# Our Crew (pic Heavy)



## LGibbs1372 (Jun 15, 2016)

I was asked on another thread to post the Schwinns we've got thus far and here they are! There's still a few bikes the storage garage has held captive but hopefully we'll find them one day. As always, any info is appreciated even if I know about it already!  

(Forgive the grass and weeds, most of the pix they're in were taken right outside of the storage garage that sits at one of the rentals and the renters had just got back from vacation) 





1968 Varsity (LD18370) 



 
Breeze (Need to get this out and look at the serial #)



 
1964 Corvette (G422744) 
Dad's in the process of cleaning this up and finding the missing pieces. 



 
Suburban (FR523118) 
Dad's pretty sure he bought this for mom in the 80s but I haven't found where to run the serial yet.



 
1964 Racer (H486644)
My new toy! Check out that sweet tube lol



 
Early 90s Cruiser?
A gift from my dad to my husband. 




1957 Flying Star with unknown pieces (C14626)  
Thanks to my fellow forum dwellers for helping me figure out what this junker probably is!



 
1961 Spitfire (B121988)
We're thinking about doing a factory restore to this one of these days but we're going to start with the ladies bikes first.


----------



## CrazyDave (Jun 15, 2016)

Oh jeez, you have it bad!  Start clearing all the area in the garage, basement, and wherever you can find.      You'll be surrounded in no time! Congratulations on your new hobby and finds!


----------



## GTs58 (Jun 15, 2016)

Looks like you have a lot of work a head of you. 

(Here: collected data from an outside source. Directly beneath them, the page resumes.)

PR #1001, opened 2022-09-07
feat(credential-w3c): add ICredentialPlugin interface in core package

### LINKED ISSUE #941: [proposal] split `ICredentialIssuer` verification methods to a new `ICredentialVerifier` interface
Naming is hard, but what we have now is an interface and a plugin implementation for both issuers and verifiers.
It would be better to separate them, or rename the existing interface.

Both options are viable if we also create an interface that inherits from both.

mirceanis:

closes #941

## What is being changed

* The `ICredentialIssuer` interface was moved to the `@veramo/core` package, but is reexported by the `@veramo/credential-w3c` package for compatibility.
* `verify*()` methods from the `ICredentialIssuer` interface were isolated into a `ICredentialVerifier` interface (also in `@veramo/core`)
* Created a `ICredentialPlugin` interface to represent both issuer and verifier
* Renamed `CredentialIssuer` plugin to `CredentialPlugin` (The old name is still exported, but deprecated)

## Quality
Check all that apply:
* [X] I updated unit tests.
* [X] I updated integration tests.


italobb (approved):
The refactoring seems good.

PR #1022, opened 2022-10-09
feat(credential-status-router): Added basic router implementation & verifier/ manager encapsulation

Eengineer1:
Ref on architecture on Veramo's Discord #credential-status.
This is a router that handles top-level routing logic for different status methods in one agent, extending the `AbstractStatusMethod` abstract class each.

Base methods inherit from existing `ICredentialStatusVerifier` & `ICredentialStatusManager`.

Preparing a thorough coverage test case version, but the structure should suffice for `credential-status-list-2021` tests.


mirceanis (commented):
Thanks for posting this!

I need help understanding some of the methods defined.
I'd really like to maintain the separation of concerns between Verifier and Manager

Issue #583, opened 2021-06-21
[proposal] Add interface for changing the DID controller


mirceanis:
Veramo should have a common API for changing a DID controller. As a prerequisite, the `AbstractIdentifierProvider` class should require implementers to also implement a `changeController` method.
A proposal for this new method signature is this:
```ts
abstract changeController(
    args: { identifier: IIdentifier; newController: string, options?: any },
    context: IAgentContext<IKeyManager & IDIDManager>,
  ): Promise<string>
```

Of all the `did-provider-*` packages that are currently implemented in this repository, this method would only have a concrete implementation in `did-provider-ethr`, in which case the `newController` would be an ethereum address and the returned `string` would be the transaction hash.
The `options` parameter can be used to provide transaction value overrides (`gasPrice`, `gasLimit`, `nonce`, etc..).

It is expected that the `context.agent.keyManagerSign()` method would be called to sign the transaction and that the `controllerKeyId` of the `identifier` would be updated.

### Originally discussed in https://github.com/uport-project/veramo/discussions/574

<div type='discussions-op-text'>

<sup>Originally posted by **atz3n** June 17, 2021</sup>
Hi all 👋,

Is there an interface for changing the DID controller? I couldn't find such a function within the `AbstractIdentifierProvider` class. If not, maybe it is a good idea to define one to have a convenient API for this task.

Cheers,
Attila</div>

lleifermann:
@mirceanis Lets pick this topic up again. I really like the idea of the proposed interface you had there. Thinking about did:ethr and other methods one thing comes to my mind. 

Right now did:ethr does not support adding multiple owners, while other methods may support this (did:web may just add multiple keys to the controller field) - so the Interface `changeOwner` always suggest that it replaces some existing value. This may conflict with other implementations.

How about we add 3 abstract methods to the Abstract that an IdentifierProvider may leverage. 

- `changeController` - For replacing an owner (can be implemented in did:ethr)
- `addController` - For adding a controller did and keeping the existing one (cant be implemented in did:ethr)
- `removeController` - For removing a controller did (also cant be implemented in ethr) 

ethr-did would only implement `changeController` then. The only reason i see the add and remove methods is to keep consistent with the current methods, since 'change' suggest replacement why may not be wanted by other methods. Then we are in the territory of passing options again :smile:

lleifermann:
@mirceanis Any update on this? :smile:

mirceanis:
> @mirceanis Any update on this? 😄

[...]

PR #1031, opened 2022-10-12
feat: add support for did:ethr signed/meta transactions

lleifermann:
This PR adds support for sending transactions on behalf of another did:ethr.  

This is archived via updates to the underlying dependencies https://github.com/uport-project/ethr-did & https://github.com/decentralized-identity/ethr-did-resolver. 

To keep abstraction intact, this behavior may be triggered by passing a `metaIdentifier` to a didManager action which is picked up by the `did-provider-ethr`. If a metaIdentifier is present the underlying controller is passed this identifier as a signer which then signs and pays for the transactions. 

The methods `addKey` & `addService` now detect this presence as well and prepare the transaction differently then. 
Overall we tried to keep changes to other plugins as minimal as possible. 

Some todo'ish items: 

- Right now only addKey and addService have meta capabilities. `changeOwner` and `addDelegate` are NOT implemented yet. @mirceanis - Not sure how to tackle this with the current AbstractIdentifierProvider. We would have to put these actions into the `updateIdentifier` method. But with the current abstraction the did-provider-ethr would receive a didDocument there. Not sure how to proceed here with a good approach. 
We could change the abstract signature of `updateIdentifier` to something more easily hand-able (like actions being passed down or something). 

- We had to introduce a new 'algorithm' to the kms-local provider. All other existing options for creating eth signatures either modify the input data, or hash it again. We just need clean digest with the `r, s and v` params easily accessible afterwards. 

- The tests for the did-provider-ethr changes will fail as i am awaiting an update to ethr-did which fixes an encoding bug we found.

- After some testing and fiddling around we also noticed that if this package does not pass any options down to did-ethr some defaults for transactions will be chosen, which could result in the transaction failing. Gaslimit and Gasprice are always overridden as defaults. AFAIK if etherjs is not passed anything it will make a best guess for determining these parameters.

### DIFF
--- a/__tests__/shared/ethrDidFlowSigned.ts
+++ b/__tests__/shared/ethrDidFlowSigned.ts
@@ -1,0 +1,139 @@
+// noinspection ES6PreferShortImport
+
+import {
+  IAgentOptions,
+  IDIDManager,
+  IIdentifier,
+  IKeyManager,
+  IMessageHandler,
+  IResolver,
+  TAgent,
+} from '../../packages/core/src'
+import {IDIDComm} from '../../packages/did-comm/src'
+// @ts-ignore
+import express from 'express'
+import {Server} from 'http'
+
+type ConfiguredAgent = TAgent<IDIDManager & IKeyManager & IResolver & IDIDComm & IMessageHandler>
+
+export async function sleep(milliseconds: number): Promise<void> {
+  return new Promise((resolve) => setTimeout(resolve, milliseconds))
+}
+
+export default (testContext: {
+  getAgent: () => ConfiguredAgent
+  setup: (options?: IAgentOptions) => Promise<boolean>
+  tearDown: () => Promise<boolean>
+}) => {
+  describe('did ethr controller signed interactions', () => {
+    let agent: ConfiguredAgent
+
+    let alice: IIdentifier
+    let bob: IIdentifier
+
+    let didCommEndpointServer: Server
+    let listeningPort = Math.round(Math.random() * 32000 + 2048)
+
+    beforeEach(async () => {
+      await testContext.setup()
+      agent = testContext.getAgent()
+
+      alice = await agent.didManagerImport({
+        controllerKeyId: 'alice-controller-key',
+        did: 'did:ethr:ganache:0x0279be667ef9dcbbac55a06295ce870b07029bfcdb2dce28d959f2815b16f81798',
+        provider: 'did:ethr:ganache',
+        alias: 'alice-did-ethr',
+        keys: [
+          {
+            privateKeyHex: '0000000000000000000000000000000000000000000000000000000000000001',
+            kms: 'local',
+            type: 'Secp256k1',
+            kid: 'alice-controller-key',
+          },
+        ],
+      })
+
+      bob = await agent.didManagerImport({
+        controllerKeyId: 'bob-controller-key',
+        did: 'did:ethr:ganache:0x02c6047f9441ed7d6d3045406e95c07cd85c778e4b8cef3ca7abac09b95c709ee5',
+        provider: 'did:ethr:ganache',
+        alias: 'bob-did-ethr',
+        keys: [
+          {
+            privateKeyHex: '0000000000000000000000000000000000000000000000000000000000000002',
+            kms: 'local',
+            type: 'Secp256k1',
+            kid: 'bob-controller-key',
+          },
+        ],
+      })
+    })
+
+    afterAll(async () => {
+      await testContext.tearDown()
+    })
+
+    it('should add dummy service to alice did with bob sending the tx', async () => {
+      const result = await agent.didManagerAddService({
+        did: alice.did,
+        service: {
+          id: 'localhost-useless-endpoint',
+          type: 'DIDComm',
+          serviceEndpoint: `http://localhost:${listeningPort}/foobar`,
+          description: 'this endpoint will be removed',
+        }, options: {
+          metaIdentifier: bob.did
+        }
+      })
+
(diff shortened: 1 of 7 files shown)


packages/kms-local/src/key-management-system.ts
```diff
@@ -130,6 +130,8 @@ export class KeyManagementSystem extends AbstractKeyManagementSystem {
         return await this.eth_signMessage(managedKey.privateKeyHex, data)
       } else if (['eth_signTypedData', 'EthereumEip712Signature2021'].includes(algorithm)) {
         return await this.eth_signTypedData(managedKey.privateKeyHex, data)
+      } else if (['eth_rawSign'].includes(algorithm)) {
```
mirceanis, line 133: This KMS should also advertise this algorithm on the `meta.algorithms` property of the keys it creates.
Please see the `asManagedKeyInfo` method below.

At some point we will want to have finer control over the KMS chosen for particular operations based on the key capabilities (`meta.algorithms`), so I think it's worth keeping these 2 in sync.

mirceanis (changes requested):
Thanks for posting this!
Some tiny changes required regarding `eth_rawSign` and the unused `ethers` dependency.

---

On a broader note, from what I can see, the expectation here is that the Veramo instance is managing both the DID controller key and the transaction signing key. This does reduce some friction with regards to funding every controller key, but the real power of meta-transactions and of our modular key-management/did-management architecture would come from splitting these 2 actions (of signing the change and of sending the transaction) completely.

This would mean that `didManagerAddKey()` with a "meta-transaction" flag, would not actually send a transaction, but only perform the DID-controller signing. The result of this operation would then be sent to a transaction-signing service, which would be a separate thing.

This service could, of course, be implemented by the same Veramo instance, but it could also be a third party service.

I'm not requesting this change be added here, only flagging this as a future improvement.
Let me know what you think.

lleifermann:
@mirceanis i removed the ethers dependency and moved the ethr_rawSign into it's own method and is also now advertised in the meta.algorithm array for Secp256k1 keys.

Regarding the signature flow we wanted to keep it as straight forward as possible. But i see your point in separating these things. 

Whats your take on the missing `changeOwner` and `addDelegate` functions? Should we place those in the `updateIdentifier` function? AFAIK this would require a small change in the Abstract IdentifierProvider as it right now passes passes a DidDocument down. We figured a key/value map of possible `UpdateActions` would fit better as the concrete implementation of the provider can then expose them properly. (did-provider-ethr providing changeOwnerAction and addDelegateAction for example). Other providers then may provide other actions which fit in the `updateIdentifier` action.

With the current implementation we would need to do some delta comparison i believe (current did doc vs new did doc = wanted change)

mirceanis:
> @mirceanis i removed the ethers dependency and moved the ethr_rawSign into it's own method and is also now advertised in the meta.algorithm array for Secp256k1 keys.

That's great, thanks!

> Regarding the signature flow we wanted to keep it as straight forward as possible. But i see your point in separating these things.

It makes sense. What you did here is very valuable too, even if the full power of meta-tx is not used yet.

> Whats your take on the missing `changeOwner` and `addDelegate` functions? Should we place those in the `updateIdentifier` function? AFAIK this would require a small change in the Abstract IdentifierProvider as it right now passes passes a DidDocument down. We figured a key/value map of possible `UpdateActions` would fit better as the concrete implementation of the provider can then expose them properly. (did-provider-ethr providing changeOwnerAction and addDelegateAction for example). Other providers then may provide other actions which fit in the `updateIdentifier` action.
> 
> With the current implementation we would need to do some delta comparison i believe (current did doc vs new did doc = wanted change)

This is a tricky problem, because a change in `AbstractIdentifierProvider` would have to make sense for most DID methods (or at least more than the one we're dealing with now). My gut reaction is that custom control logic, that only makes sense to a certain DID method should be built as its own plugin and not try to morph the `DIDManager` API, but DID controller updates are probably common?
We started discussing this issue in #583 (wow, long time ago!), so we can continue the chat about this there.

__tests__/shared/ethrDidFlowSigned.ts
```diff
@@ -82,13 +82,19 @@ export default (testContext: {
...
         }, options: {
-          metaIdentifierKeyId: bob.did
+          metaIdentifierKeyId: bob.controllerKeyId
         }
       })
 
       const resolution = await agent.resolveDid({ didUrl: alice.did })
 
-      expect(resolution?.didDocument?.service?.[0].serviceEndpoint).toEqual(`http://localhost:${listeningPort}/foobar`)
+      expect(resolution.didDocument).toEqual(expect.objectContaining({
```
mirceanis, line 91: TIL about arrayContaining/objectContaining :)
This looks very clean

mirceanis (approved):

lleifermann:
Only thing missing here is now the failing import of the `ethr-did-controller`. Once the downstream bundling of `ethr-did` and `ethr-did-controller` is fixed i can include the version here. Then everything should be good to go as far as i can tell. 

For the addDelegate and changeOwner stuff i would propose a solution in #583

__tests__/shared/keyManager.ts
```diff
@@ -493,75 +506,80 @@ export default (testContext: {
...
-          ]
+              name: 'type',
+              type: 'string[]',
+            },
+          ],
         },
-        "message": {
-          "issuer": {
-            "id": "did:fake:123"
+        message: {
```
mirceanis, line 564: @lleifermann looks like there's some code duplication here causing test failures

lleifermann: Fixed it. My prettier messed something up i believe.

PR #1035, opened 2022-10-19
didcomm libp2p fixes

nickreynolds:


packages/core/src/types/IKeyManager.ts
```diff
@@ -214,6 +219,9 @@ export interface IKeyManager extends IPluginMethodMap {
    * Returns an existing key
    */
   keyManagerGet(args: IKeyManagerGetArgs): Promise<IKey>
+  keyManagerGetWhere(args: IKeyManagerGetWhereArgs): Promise<ManagedKeyInfo>
```
mirceanis, line 222: I'm surprised we didn't already have a function like this.

We definitely need a way to find keys by
* type
* kms
* the DIDs they are associated with
* algorithms
* metadata matches (this implies unstructured JSON queries)

packages/did-comm/src/didcomm.ts
```diff
@@ -194,7 +194,19 @@ export class DIDComm implements IAgentPlugin {
     }
 
     // obtain sender signing key(s) from authentication section
-    const senderKeys = await mapIdentifierKeysToDoc(managedSender, 'authentication', context)
+
+    // can't sign did-comm message using web3 kms
+    let senderKeys: _ExtendedIKey[] = (await mapIdentifierKeysToDoc(managedSender, 'verificationMethod', context)) //.filter(k => k.kms !== 'web3')
```
mirceanis, line 199: please also flag this as a workaround, as technically picking from `keyAgreement` is correct;
it's just very very picky, and annoying, but from a security perspective, it does reflect the intent of the DID controller for the purpose of keys.

Feel free to ignore this comment if this PR is only experimental

packages/libp2p-client/src/client.ts
```diff
@@ -75,11 +71,16 @@ export class AgentLibp2pClient implements IAgentPlugin {
               // console.log("msg of source: ", msg)
               message = message + (msg.toString().replace('\n',''))
             }
-            context?.agent.handleMessage({ raw: message })
+            context?.agent.handleMessage({ raw: message, save: true })
```
mirceanis, line 74: we're trying to deprecate the `save` param and encourage users to deliberately save messages that make sense for them after handling(parsing) by calling methods of the data-store

mirceanis (commented):
These workarounds make sense, but it also raises questions about the ease of use of our current did-comm flows, especially for did:ethr.

I added some inline comments, not knowing what the final purpose of this PR is.

packages/did-comm/src/didcomm.ts
nickreynolds: Can you expand on this a bit? It would seem like there's a bug somewhere in did-ethr if `keyAgreement` is correct. Why would the Managed DID not include the new key in keyAgreement after I've added it? Am I adding the key incorrectly?

I'd like to find a more permanent solution, as this workaround causes some tests to fail

mirceanis: I meant that using keys from their correct verification relationship should be the default.

It's usually [not safe to use the same key for multiple purposes](https://github.com/christianlundkvist/blog/blob/master/2020_05_26_secp256k1_twist_attacks/secp256k1_twist_attacks.md). If you add a secp256k1 key to the `assertionMethod` relationship, it shouldn't be also used for `keyAgreement`, for example.

Picking keys from the `verificationMethod` pool instead of from the `keyAgreement` or `authentication` sections respectively is a workaround.

We do have a bug in the `did-provider-ethr` in that we don't allow the user to decide where to add new keys, and just assume based on the key type.

To simplify some of the work needed to get did-comm working using two did:ethr, I also created this issue: https://github.com/decentralized-identity/ethr-did-resolver/issues/174

PR #1039, opened 2022-10-23
Support for NIST Secp256r1 keys and ES256 signatures

nklomp:

Add support for NIST Secp256r1 keys and ES256 signatures

## What is being changed
This PR adds support for Secp256r1/ES256. Reason is a need to sign a Proof of Possession JWT in the OpenID 4 Verifiable Credentials track of the W3C EDU Jobs for the Future Plugfest 2. Most OID4VCI issuer support ES256 and only some support ES256k. Since Veramo already support ES256k and has DID-JWT as a dep, which supports Secp256r1/ES256, this PR does not add any additional deps that weren't already transitive dependencies for KMS-Local anyway (elliptic package).

## Quality
Check all that apply:
* [X] I successfully ran `yarn`, `yarn build`, `yarn test`, `yarn test:browser` locally. (Yarn test fails on Ethereum tests, but that has nothinig todo with this PR)
* [X] I added unit tests.


mirceanis (changes requested):
Thank you for adding this!

There are a couple of things to resolve before this can be released successfully:

First one is the line endings being changed in some of the plugin-schema.json files. I think it will fail in the release process otherwise. This can also be fixed in another PR, if your machine doesn't allow it.

Second one is a clarification about `ES256-R`. Is it defined somewhere as a JWA? If it isn't we should remove it.

We've been criticized before for adding what looks like standards but are not, and I somewhat understand that position, so we shouldn't be creating extra confusion about algorithms.

nklomp:
Thanks for the quick feedback @mirceanis. You are correct that ES256-R is not standard, so removed it altogether.

Reverted the EOL changes in the plugin.schema.json. I did notice them, but hoped they wouldn't pose a problem. My IDE and the editor in Github does automatically add a newline at the end of the file though.

Another thing I noticed is that after running a yarn build-clean my plugin.json contained several 'description' lines that aren't present in the repo

mirceanis (approved):
looks great, thanks for adding this!

PR #1045, opened 2022-10-25
ION plugin fixes

nklomp:
- Intermittent test failures
- Make some errors more clear
- package.json not in line with the rest of Veramo (build dir, github etc)
- Refactored deleting rotation keys in case of errors

Fixed the intermittent ION tests failing. Has to do with Microsoft's ION node returning an error on resolution every now and then. This is an issue on MS side as the same DID works when refreshing. It also happens with DIDs anchored weeks ago.

Made the returned errors more clear, so we at least know what is going on.

The package.json had an output/build directory which isn't in line with Veramo. Also updated tags and the repo

Refactored deleting a rotation key when issues occur in the rest of the code. Move it to a method, that ignores deletion errors and debug logs them. Failure to remove the key isn't a serious problem for the rest of the code and we don't want to hide the original problem that caused the removal anyway.

## What is being changed
See above

## Quality
Check all that apply:
* [X ] I successfully ran `yarn`, `yarn build`, `yarn test`, `yarn test:browser` locally.
* [ ] I added unit tests.

## Details


mirceanis (approved):
Looks good. Thank you for the contribution!

PR #1053, opened 2022-11-03
feat: add did-provider-ens

nickreynolds:
## What is being changed
add a new DIDProvider to provide `did:ens` DIDs

## Quality
Check all that apply:
* [ ] I added unit tests.

## Details
related PR in https://github.com/veramolabs/ens-did-resolver/pull/12


nickreynolds:
I need to make sure to add testnet (goerli) support, before merging this

mirceanis:
> I need to make sure to add testnet (goerli) support, before merging this

If it's ok with you, I converted it to a draft PR until everything checks out.

Looks great so far!

mirceanis:
@nickreynolds what do you think is needed here to complete this PR?

nickreynolds:
@mirceanis I want to make sure we have support for `goerli` ens names. I can get back on this today/tomorrow

nickreynolds:
@mirceanis @simonas-notcat this is ready to merge. Was a draft PR before, so needs a review

packages/did-provider-ens/src/ens-did-provider.ts
```diff
@@ -0,0 +1,76 @@
...
+  }
+
+  async createIdentifier(
+    { kms, alias, options }: { kms?: string; alias?: string; options: any },
+    context: IContext,
+  ): Promise<Omit<IIdentifier, 'provider'>> {
+    const keyType = options?.keyType || 'Secp256k1'
+    const key = await context.agent.keyManagerCreate({ kms: kms || this.defaultKms, type: keyType })
+
+    const identifier: Omit<IIdentifier, 'provider'> = {
```
mirceanis, line 28: In its current form, these identifiers wouldn't be usable for signing credentials, because the keys created here don't get reflected in the resolved DID document for the `did:ens`.
This pattern is currently being used by the `did-provider-web` package, but the assumption there is that the same agent managing the DID is the one that serves the DID document (using [@veramo/remote-server#WebDidDocRouter](https://github.com/uport-project/veramo/blob/fb22e632ef6dcce6a7dfec9a229c7be4d6d5c894/packages/remote-server/src/web-did-doc-router.ts#L40)). We should make this assumption more clear there too.

To get to that point we need to use [one of the ENS SDKs](https://docs.ens.domains/dapp-developer-guide/ens-libraries#javascript) to modify the actual text records mentioned in the [did:ens spec](https://github.com/veramolabs/did-ens-spec).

JFYI, Schwinn started stamping the final build dates on the headbadges next to the I in 1976. That Suburban would most likely have a stamped headbadge. First three numbers are the day of the year and the last is the last digit of the year.  1237, 123rd day of 1977.


----------



## frankster41 (Jun 16, 2016)

Great to see some younger collectors out there.


----------



## the tinker (Jun 16, 2016)

Great start to a rewarding hobby, If you are able to, drive up to Illinois on Saturday and attend the "Blue Moon" bike show and swap.  Depart  your place no later than 0500 so you can get there early and leave by noon if you can drag yourself away. 
You think you have the bike bug now...... you ain't seen nothin' yet.


----------



## momo608 (Jun 16, 2016)

If I may make a suggestion, do the simplest and best bike first. A basic grease job and a good cleaning. Fresh SOS pads on the chrome and wash and wax the paint. Lots of newbies lose interest on projects when the complications start and the project inevitably ends up as a pile of parts never to be put back together. Don't waste time taking progress photos, just get through it. Do that after you get at least one in the done column.


----------



## prairieschooner (Jun 16, 2016)

...but you may want to save the rarest or most valuable for after you get a little experience behind you. Would be a shame to ruin a nice bike in the learning process.


----------



## LGibbs1372 (Jun 19, 2016)

Thanks for the advice guys! I've been working on cleaning up the Flying Star since I've got a soft spot for lady bikes, it'll end up as a custom bike, I've already got a few basic ideas in mind. 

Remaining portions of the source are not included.